» **What you should do**: Print every line below without adding or leaving out a single word.

» **Input data**:
──────────────────────────────

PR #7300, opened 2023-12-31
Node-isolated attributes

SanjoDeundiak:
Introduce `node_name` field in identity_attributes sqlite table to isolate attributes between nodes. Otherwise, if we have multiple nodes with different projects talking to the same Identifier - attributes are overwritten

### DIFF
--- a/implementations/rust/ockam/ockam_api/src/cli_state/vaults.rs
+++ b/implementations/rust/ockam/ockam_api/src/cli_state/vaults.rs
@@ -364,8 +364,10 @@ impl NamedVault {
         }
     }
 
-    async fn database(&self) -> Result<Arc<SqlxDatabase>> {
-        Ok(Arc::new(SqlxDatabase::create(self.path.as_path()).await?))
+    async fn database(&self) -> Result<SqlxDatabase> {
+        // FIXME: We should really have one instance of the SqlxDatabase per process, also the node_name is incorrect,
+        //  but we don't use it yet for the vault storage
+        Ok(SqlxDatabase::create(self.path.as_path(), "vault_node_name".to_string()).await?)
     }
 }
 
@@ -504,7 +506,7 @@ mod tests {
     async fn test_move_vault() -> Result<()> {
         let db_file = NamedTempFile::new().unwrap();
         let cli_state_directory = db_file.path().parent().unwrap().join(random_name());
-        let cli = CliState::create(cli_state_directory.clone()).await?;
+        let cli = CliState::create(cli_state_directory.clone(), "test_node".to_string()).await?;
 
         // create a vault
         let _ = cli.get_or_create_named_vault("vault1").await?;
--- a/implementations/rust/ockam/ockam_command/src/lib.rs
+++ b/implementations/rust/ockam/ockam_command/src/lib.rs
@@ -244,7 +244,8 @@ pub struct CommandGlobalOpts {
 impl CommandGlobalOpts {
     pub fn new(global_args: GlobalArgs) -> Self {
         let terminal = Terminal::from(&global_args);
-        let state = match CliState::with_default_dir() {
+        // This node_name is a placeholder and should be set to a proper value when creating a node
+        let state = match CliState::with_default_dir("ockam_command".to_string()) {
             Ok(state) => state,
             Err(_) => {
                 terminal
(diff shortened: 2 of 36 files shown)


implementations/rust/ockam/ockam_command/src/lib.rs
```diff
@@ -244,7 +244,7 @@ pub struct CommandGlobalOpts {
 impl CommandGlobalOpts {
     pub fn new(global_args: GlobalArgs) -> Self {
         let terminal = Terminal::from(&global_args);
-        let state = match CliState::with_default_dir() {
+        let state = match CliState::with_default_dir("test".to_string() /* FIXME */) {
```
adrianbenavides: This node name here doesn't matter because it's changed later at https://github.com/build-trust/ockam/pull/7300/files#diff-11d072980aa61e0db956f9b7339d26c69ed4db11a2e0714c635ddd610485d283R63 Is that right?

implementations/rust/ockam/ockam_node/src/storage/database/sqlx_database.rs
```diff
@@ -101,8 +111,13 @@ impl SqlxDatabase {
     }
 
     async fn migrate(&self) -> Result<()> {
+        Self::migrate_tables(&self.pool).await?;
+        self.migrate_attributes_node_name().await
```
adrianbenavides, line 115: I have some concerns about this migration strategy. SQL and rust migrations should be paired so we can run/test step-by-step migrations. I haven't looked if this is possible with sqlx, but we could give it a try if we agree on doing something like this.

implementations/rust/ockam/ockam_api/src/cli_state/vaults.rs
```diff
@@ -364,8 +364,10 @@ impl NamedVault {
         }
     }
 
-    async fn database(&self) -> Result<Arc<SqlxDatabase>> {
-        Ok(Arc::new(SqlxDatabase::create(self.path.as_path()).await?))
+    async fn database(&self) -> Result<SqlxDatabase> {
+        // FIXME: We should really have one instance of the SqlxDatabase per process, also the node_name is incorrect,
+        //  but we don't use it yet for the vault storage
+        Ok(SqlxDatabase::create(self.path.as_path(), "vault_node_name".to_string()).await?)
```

──────────────────────────────

» **Solution below**:
PR #7300, opened 2023-12-31
Node-isolated attributes

SanjoDeundiak:
Introduce `node_name` field in identity_attributes sqlite table to isolate attributes between nodes. Otherwise, if we have multiple nodes with different projects talking to the same Identifier - attributes are overwritten

### DIFF
--- a/implementations/rust/ockam/ockam_api/src/cli_state/vaults.rs
+++ b/implementations/rust/ockam/ockam_api/src/cli_state/vaults.rs
@@ -364,8 +364,10 @@ impl NamedVault {
         }
     }
 
-    async fn database(&self) -> Result<Arc<SqlxDatabase>> {
-        Ok(Arc::new(SqlxDatabase::create(self.path.as_path()).await?))
+    async fn database(&self) -> Result<SqlxDatabase> {
+        // FIXME: We should really have one instance of the SqlxDatabase per process, also the node_name is incorrect,
+        //  but we don't use it yet for the vault storage
+        Ok(SqlxDatabase::create(self.path.as_path(), "vault_node_name".to_string()).await?)
     }
 }
 
@@ -504,7 +506,7 @@ mod tests {
     async fn test_move_vault() -> Result<()> {
         let db_file = NamedTempFile::new().unwrap();
         let cli_state_directory = db_file.path().parent().unwrap().join(random_name());
-        let cli = CliState::create(cli_state_directory.clone()).await?;
+        let cli = CliState::create(cli_state_directory.clone(), "test_node".to_string()).await?;
 
         // create a vault
         let _ = cli.get_or_create_named_vault("vault1").await?;
--- a/implementations/rust/ockam/ockam_command/src/lib.rs
+++ b/implementations/rust/ockam/ockam_command/src/lib.rs
@@ -244,7 +244,8 @@ pub struct CommandGlobalOpts {
 impl CommandGlobalOpts {
     pub fn new(global_args: GlobalArgs) -> Self {
         let terminal = Terminal::from(&global_args);
-        let state = match CliState::with_default_dir() {
+        // This node_name is a placeholder and should be set to a proper value when creating a node
+        let state = match CliState::with_default_dir("ockam_command".to_string()) {
             Ok(state) => state,
             Err(_) => {
                 terminal
(diff shortened: 2 of 36 files shown)


implementations/rust/ockam/ockam_command/src/lib.rs
```diff
@@ -244,7 +244,7 @@ pub struct CommandGlobalOpts {
 impl CommandGlobalOpts {
     pub fn new(global_args: GlobalArgs) -> Self {
         let terminal = Terminal::from(&global_args);
-        let state = match CliState::with_default_dir() {
+        let state = match CliState::with_default_dir("test".to_string() /* FIXME */) {
```
adrianbenavides: This node name here doesn't matter because it's changed later at https://github.com/build-trust/ockam/pull/7300/files#diff-11d072980aa61e0db956f9b7339d26c69ed4db11a2e0714c635ddd610485d283R63 Is that right?

implementations/rust/ockam/ockam_node/src/storage/database/sqlx_database.rs
```diff
@@ -101,8 +111,13 @@ impl SqlxDatabase {
     }
 
     async fn migrate(&self) -> Result<()> {
+        Self::migrate_tables(&self.pool).await?;
+        self.migrate_attributes_node_name().await
```
adrianbenavides, line 115: I have some concerns about this migration strategy. SQL and rust migrations should be paired so we can run/test step-by-step migrations. I haven't looked if this is possible with sqlx, but we could give it a try if we agree on doing something like this.

implementations/rust/ockam/ockam_api/src/cli_state/vaults.rs
```diff
@@ -364,8 +364,10 @@ impl NamedVault {
         }
     }
 
-    async fn database(&self) -> Result<Arc<SqlxDatabase>> {
-        Ok(Arc::new(SqlxDatabase::create(self.path.as_path()).await?))
+    async fn database(&self) -> Result<SqlxDatabase> {
+        // FIXME: We should really have one instance of the SqlxDatabase per process, also the node_name is incorrect,
+        //  but we don't use it yet for the vault storage
+        Ok(SqlxDatabase::create(self.path.as_path(), "vault_node_name".to_string()).await?)
```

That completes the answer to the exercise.